> Gedichte und Zitate für alle: J.W.v.Goethe: Farbenlehre: Isaak Newton geboren 1642, gestorben 1727 (212)

2020-01-14

J.W.v.Goethe: Farbenlehre: Isaak Newton geboren 1642, gestorben 1727 (212)


Isaak Newton geboren 1642, gestorben 1727 


Unter denen, welche die Naturwissenschaften bearbeiten, 
lassen sich vorzüglich zweierlei Arten von 
Menschen bemerken.

Die ersten, genial, produktiv und gewaltsam, bringen eine Welt aus sich selbst hervor, ohne viel zu fragen, ob sie mit der wirklichen übereinkommen werde. Gelingt es, daß dasjenige, was sich in ihnen entwickelt, mit den Ideen des Weltgeistes zusammentrifft, so werden Wahrheiten bekannt, wovor die Menschen erstaunen und wofür sie jahrhundertelang dankbar zu sein Ursache haben. Entspringt aber in so einer tüchtigen genialen Natur irgendein Wahnbild, das in der allgemeinen Welt kein Gegenbild findet, so kann ein solcher Irrtum nicht minder gewaltsam um sich greifen und die Menschen Jahrhunderte durch hinreißen und übervorteilen.

Die von der zweiten Art, geistreich, scharfsinnig, behutsam, zeigen sich als gute Beobachter, sorgfältige Experimentatoren, vorsichtige Sammler von Erfahrungen; aber die Wahrheiten, welche sie fördern, wie die Irrtümer, welche sie begehen, sind gering. Ihr Wahres fügt sich zu dem anerkannten Richtigen oft unbemerkt oder geht verloren; ihr Falsches wird nicht aufgenommen, oder wenn es auch geschieht, verlischt es leicht. 

Zu der ersten dieser Klassen gehört Newton, zu der zweiten die besseren seiner Gegner. Er irrt, und zwar auf eine entschiedene Weise. Erst findet er seine Theorie plausibel, dann überzeugt er sich mit Übereilung, ehe ihm deutlich wird, welcher mühseligen Kunstgriffe es bedürfen werde, die Anwendung seines hypothetischen Aperçus durch die Erfahrung durchzuführen. Aber schon hat er sie öffentlich ausgesprochen, und nun verfehlt er nicht, alle Gewandtheit seines Geistes aufzubieten, um seine These durchzusetzen, wobei er mit unglaublicher Kühnheit das ganz Absurde als ein ausgemachtes Wahre der Welt ins Angesicht behauptet.

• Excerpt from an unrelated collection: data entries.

Issue #1290, opened 2019-08-10
Type overrides for dependents


jacogr:
... logging in here since, well, need to think about this.

Basically, this doesn't work - 

- https://github.com/polkadot-js/api/blob/master/packages/api/src/Base.ts#L577
- https://github.com/polkadot-js/api/pull/1284/files#diff-95597f67ed68d7dffc27ba1f0501e5b1R585

The issue is the the types are injected, registered and anything dependent has a created type with the initial locked-in class.

jacogr:
Solved with lazy-creation & new injection logic. (The above PR laid most of the groundwork)

PR #1291, opened 2019-08-10
Lazily create registry types (also solves resolution order)

jacogr:
- Should solve https://github.com/polkadot-js/api/issues/1290
- The one big benefit here is that registration is not order-dependent anymore


packages/types/src/interfaces/babe/definitions.ts
```diff
@@ -5,12 +5,12 @@
...
   types: {
     BabeWeight: 'u64',
-    SlotNumber: 'u64',
     RawBabePreDigest: {
       slotNumber: 'SlotNumber',
       authorityIndex: 'u32', // AuthorityIndex (also in aura, not same size there)
       vrfOutput: 'H256', // should be '[u8; 32]' (generator support lacking here)
       vrfProof: 'H256' // should be '[u8; 32]'
-    }
+    },
```
jacogr: From here going forward, we are only re-arranging things to be alphabetical - since we can now assign in any order, make sure that this is actually the case (testing needs to be in-place, so if the ordering is an issue, this would create chaos...)

PR #1300, opened 2019-08-12
Add Forcing enum (staking)

jacogr:
As introduced in https://github.com/paritytech/substrate/pull/3374


packages/types/src/interfaces/staking/definitions.ts
```diff
@@ -14,6 +14,13 @@ export default {
       own: 'Compact<Balance>',
       others: 'Vec<IndividualExposure>'
     },
+    Forcing: {
```
jacogr: Only this, the rest is generated.

PR #1304, opened 2019-08-13
Payload Call as Bytes, test serialization

jacogr:
cc @yjkimjunior


yjkimjunior:
thanks!! no more padding :)

PR #1315, opened 2019-08-16
Remove deprecated Metadata getters

jacogr:
Additionally move some (low-hanging) type classes from Metadata to interface definitions


jacogr:
I've just started going through CodeClimate, all the F's and working my way downwards when I'm waiting for unrelated stuff to get in. Each one requires a bit of a re-think (for the better) in various areas.

PR #1320, opened 2019-08-17
Generate types from new contract ABI JSON

kwingram25:
Just starting, waiting on fixes to generated JSON as discussed with Robin
- Unclear where new class MetaRegistry should live - replacing or different from Metadata folder?


jacogr:
@kwingram25 As for the registry question - for now, keep it in . `package/api-contracts` - it will supplement the rest when we have updated metadata. As a start want to keep the changes as localized as possible

kwingram25:
that was a frustrating merge :)

jacogr:
@kwingram25 Sorry about that merge - but really needed to start making . some sense of createType, as a blob of code is was not really easily -

- extensible
- understandable
- testable

i.e. your changes are actually now more side piggy-backing on that, we just crossed wires somewhere in the middle.

packages/api-contract/src/Abi.ts
```diff
@@ -16,16 +17,41 @@ export default class ContractAbi implements InterfaceAbi {
...
 
-  public constructor (abi: ContractABI) {
-    validateAbi(abi);
+  public readonly version: AbiVersion = AbiVersion.v2;
 
-    this.abi = abi;
-    this.deploy = createMethod('deploy', abi.deploy);
+  public constructor (json: ContractABIV1 | ContractABIV2) {
+    let abi;
+    switch (json.version) {
```
jacogr: (ni) extra blank space after

packages/api-contract/src/Abi.ts
```diff
@@ -16,16 +17,41 @@ export default class ContractAbi implements InterfaceAbi {
...
+      case AbiVersion.v2:
```
jacogr: Like we actually do in the types constructors, I would probably guard against the constructor getting . to big here.

So rather split this with 2 static functions, both returning `[abi, deploy, messages]` and then . do something like . the following -

```js
if (json.version === AbiVersion.v2) {
  [this.abi, this.deploy, this.messages] = Abi.decodeV2(json);
} else {
  [this.abi, this.deploy, this.messages] = Abi.decodeV1(json);
}
```

packages/api-contract/src/ContractRegistry.ts
```diff
@@ -0,0 +1,59 @@
+import { ContractABI, ContractABIArg, ContractABIFnArg, ContractABIMethod, ContractABIMethodBase } from './types';
```
jacogr: (nip) file header missing

packages/api-contract/src/MetaRegistry.ts
```diff
@@ -0,0 +1,298 @@
+import * as t from '@polkadot/types/types';
```
jacogr: (nit) file header

packages/api-contract/src/MetaRegistry.ts
```diff
@@ -0,0 +1,298 @@
...
+    const sub = structFields.map(
+      (field: t.MetaTypeDefStructField): t.TypeDef => {
+        const { name: nameIndex, type: fieldTypeIndex } = field;
+        return {
+          ...this.typeDefFromMetaTypeAt(fieldTypeIndex),
+          name: this.stringAt(nameIndex)
+        };
+      }
+    );
+    return {
```
jacogr: (nit) extra blank line before, split blocks

packages/api-contract/src/MetaRegistry.ts
```diff
@@ -0,0 +1,298 @@
...
+        return {
+          info: t.TypeDefInfo.Tuple,
+          type: encodeTuple(sub),
+          sub
+        };
+      }
+
+      // builtin array
+      const { 'array.type': vecTypeIndex, 'array.len': vecLength } = id as t.MetaTypeIdArray;
+      if (vecTypeIndex) {
```
jacogr: (nit) split vars from ifs

packages/api-contract/src/MetaRegistry.ts
```diff
@@ -0,0 +1,298 @@
...
+          if (unitNameIndex) {
+            return {
+              info: t.TypeDefInfo.Plain,
+              name: this.stringAt(unitNameIndex),
+              type: 'Null'
+            };
+          }
+
+          const { 'tuple_struct_variant.name': tupleStructVariantNameIndex } = variant as t.MetaTypeDefEnumVariantTupleStruct;
+          if (tupleStructVariantNameIndex) {
```
jacogr: (nit) as above

packages/api-contract/src/MetaRegistry.ts
```diff
@@ -0,0 +1,298 @@
...
+
+      return {
+        info: t.TypeDefInfo.Enum,
+        type: encodeEnum(sub),
+        sub
+      };
+    }
+
+    // clike enum
+    const { 'clike_enum.variants': clikeEnumVariants } = def as t.MetaTypeDefClikeEnum;
```
jacogr: (nit) as above

jacogr: At this point this has turned into a real absolute monster function. Can we clean it up to be in manageable chunks, would rather not come back at some point to make CodeClimate happy

packages/api-contract/src/types.ts
```diff
@@ -68,12 +96,69 @@ export interface ContractABIFn extends ContractABIMeta {
   (...args: CodecArg[]): Uint8Array;
 }
 
+// export interface ContractABIArgV2 {
```
jacogr: We should rather forgo the commented out types - still marked WIP, so still ok, but something to keep in mind and just clean up before the flag is removed.

packages/types/src/codec/create/types.ts
```diff
@@ -32,11 +32,102 @@ export interface TypeDefExtVecFixed {
...
-  ext?: TypeDefExtVecFixed; // add additional here as required
+  ext?: TypeDefExtVecFixed | TypeDefExtEnumDiscriminant; // add additional here as required
   name?: string;
+  namespace?: string;
   type: string;
   sub?: TypeDef | TypeDef[];
 }
+
+export type TypeIndex = number;
+export type StringIndex = number;
```
jacogr: (nit) Extra blank like before, jsut aligning with the rest.

packages/types/src/codec/utils/encodeTypes.ts
```diff
@@ -18,25 +26,25 @@ export function encodeEnum (sub: TypeDef[]): string {
...
-      .map(({ name, type }: TypeDef): string => `"${name}": ${type}`)
+      .map((type: TypeDef): string => `"${type.name}": "${encodeTypeWithParams(type)}"`)
       .join(', ')
-  }}`;
+  }} }`;
 }
 
 export function encodeStruct (sub: TypeDef[]): string {
-  return `{${
+  return `{ "_enum": {${
```
jacogr: This can't be right or am I missing something, i.e. struct !== enum

packages/api-contract/src/MetaRegistry.ts
```diff
@@ -0,0 +1,333 @@
+// Copyright 2017-2019 @polkadot/api-contract authors & contributors
+// This software may be modified and distributed under the terms
+// of the Apache-2.0 license. See the LICENSE file for details.
+
+import * as t from '@polkadot/types/types';
```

Wir haben in der neuern Geschichte der Wissenschaften einen ähnlichen Fall an Tycho de Brahe. Dieser hatte sich gleichfalls vergriffen, indem er das Abgeleitete für das Ursprüngliche, das Untergeordnete für das Herrschende in seinem Weltsystem gestellt hatte. Auch er war zu geschwind mit dieser unhaltbaren Grille hervorgetreten; seine Freunde und gleichzeitigen Verehrer schreiben in ihren vertraulichen Briefen darüber ganz unbewunden und sprechen deutlich aus, daß Tycho, wenn er nicht schon sein System publiziert und eine Zeitlang behauptet hätte, das Kopernikanische wahrscheinlich annehmen und dadurch der Wissenschaft großen Dienst leisten würde; dahingegen nunmehr zu fürchten sei, daß er den Himmel öfter nach seiner Lehre ziehen und biegen werde. Schon die Zeitgenossen und Mitarbeiter Tychos befreiten sich von seiner ängstlichen verwirrenden Meinung. Aber Newton teilte seine Überzeugung sowie seine Hartnäckigkeit seinen Schülern mit, und wer den Parteigeist kennt, wird sich nicht verwundern, daß diese keine Augen und Ohren mehr haben, sondern das alte Credo immerfort wiederholen, wie es ihnen der Meister eingelernt.

Der Charakter, die Fähigkeiten, das Benehmen, die Schicksale seiner Gegner, können nur im einzelnen vorgetragen werden. Zum Teil begriffen sie nicht, worauf es ankam, zum Teil sahen sie den Irrtum wohl ein, hatten aber weder Kraft noch Geschick noch Opportunität, ihn zu zerstören.

Wir finden 1666 Newton als Studierenden zu Cambridge, mit Verbesserung der Teleskope und mit prismatischen Versuchen zu diesem Zweck beschäftigt, wobei er seine Farbentheorie bei sich festsetzt. Von ihm selbst haben wir hierüber drei Arbeiten, aus welchen wir seine Denkweise übersehen, dem Gange, den er genommen, folgen können.